# Biggun from Lake Seminole...could be new record!



## Bullhound (Sep 26, 2013)

http://www.walb.com/story/23533610/monster-gator-snagged-in-seminole-co-waters


----------



## ghost8026 (Sep 26, 2013)

Man thats a monster congrats to the hunters


----------



## Wild Turkey (Sep 26, 2013)

Was hunting near the WMA dirt ramp between the river and spring creek 10 yrs ago.
A beast came off the bank and swam right beside my boat then went under. My doat was 16' and that beast was every bit of 14' long. They are there.


----------



## bogeyfree31 (Sep 26, 2013)

It's been confirmed as the new state record.   13ft 10 3/4"


----------



## Tomboy Boots (Sep 26, 2013)

Nicodemus stopped by to see this monster... he also confirmed it will be the new Georgia State Record. Congratulations to Jim Overman and the others on an awesome gator!


----------



## flattop (Sep 26, 2013)

What a monster! Congrats to the hunters!


----------



## Judge (Sep 26, 2013)

"The man of the hour, Jim Overman, who shot the giant calls it "a once in a lifetime alligator" and says he's been passing up smaller gators for six years, waiting for the big one."
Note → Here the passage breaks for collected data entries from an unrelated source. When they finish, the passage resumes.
PR #16992, opened 2023-05-16
Updated example output for DROP VIEW

ianjevans:
Fixes DOC-7609.


srosenberg (approved):
Thanks for fixing! LGTM.

PR #1145, opened 2015-10-26
 platform support for debian gnukfreebsd

jepler:
'psutil' is not available on debian kfreebsd.  Therefore, do not
require it there and deal gracefully when it is missing at runtime.
Apparently, this only prevents letsencrypt from diagnosing certain
"port already in use" type errors.

Note: I did run nox, but only on debian gnukfreebsd, not GNU/Linux.

Signed-off-by: Jeff Epler <jepler@unpythonic.net>

### DIFF
--- a/letsencrypt/plugins/util.py
+++ b/letsencrypt/plugins/util.py
@@ -2,7 +2,14 @@
 import logging
 import socket
 
-import psutil
+try:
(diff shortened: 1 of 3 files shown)


jepler:
clearly this patch needs additional work.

This quote from the news article confused me.  I've been passing up gators all my life til I get a tag.  

I guess he could have been passing them up in some other state since most don't draw a tag but every 3 or 4 years


----------



## golffreak (Sep 26, 2013)

What would the estimated age be on a gator that size?


----------



## BREAK'N WINGS (Sep 27, 2013)

They grow a foot a year till they get to six ft. Then they pretty much come to a Hault. After bout 8 ft they start to grow outward and slowly getting longer. So I would have to say its pretty dang old


----------



## bogeyfree31 (Sep 27, 2013)

Jim and I were suppose to go gator hunting Wednesday night. We had been talking about it for a week and I had just talked to him at 4pm. We were to meet at the Home Depot parking lot and take my boat. He called me at 6:45 to tell me he had some intel on a 12 footer and that another guy was going to help us and bring his boat(Gary). He told me to leave my boat at home and meet them at the ramp. I told Jim to go ahead and go as I was running 10 minutes late and didn't want to hold them up. Plus I know how most intel you receive about a gator is wrong and either he's smaller than first thought, or not as easy to get as they are thinking. I WAS WRONG.



The whole story from Daniel.....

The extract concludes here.